HealthDay News — For women with type 2 diabetes or obesity who are admitted to the hospital with coronavirus disease 2019 (COVID-19), metformin use is associated with significantly reduced mortality, according to a study published online Dec. 3 in The Lancet Healthy Longevity.
Carolyn T. Bramante, MD, from the University of Minnesota, Minneapolis, and colleagues conducted a retrospective cohort analysis to examine whether metformin use reduced COVID-19-related mortality in patients with type 2 diabetes or obesity who were admitted to the hospital for confirmed COVID-19. Data were included for 6256 individuals with pharmacy claims data from January 1 to June 7 (52.8% women).
The researchers found that in the overall sample of men and women, metformin use was not associated with significantly reduced mortality by either the Cox proportional hazards stratified model (hazard ratio [HR], 0.887; 95% CI, 0.782-1.008) or by propensity matching (odds ratio [OR], 0.912; 95% CI, 0.777-1.071; P =.15).
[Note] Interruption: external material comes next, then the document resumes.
PR #1412, opened 2026-02-25
fix(repostore): prevent underflow when deleting datasets

emizzle:
Storing a manifest does not increase the refCount. So, when deleting a manifest, the refCount starts at zero, and was always being decremented, for both manifests and blocks. This PR adds a conditional check to only decrement the refCount when it's a block.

In women, metformin use was associated with reduced mortality by Cox proportional hazards (HR, 0.785; 95% CI, 0.650-0.951) and propensity matching (OR, 0.759; 95% CI, 0.601-0.960; P =.021). Among men, no significant reduction was observed (HR, 0.957; 95% CI, 0.82-1.14; P =.689 by Cox proportional hazards).
“Metformin has a good safety profile, availability, and needs to be prospectively assessed in patients with COVID-19 to understand mechanism, duration, and timing of treatment necessary for benefit,” the authors write.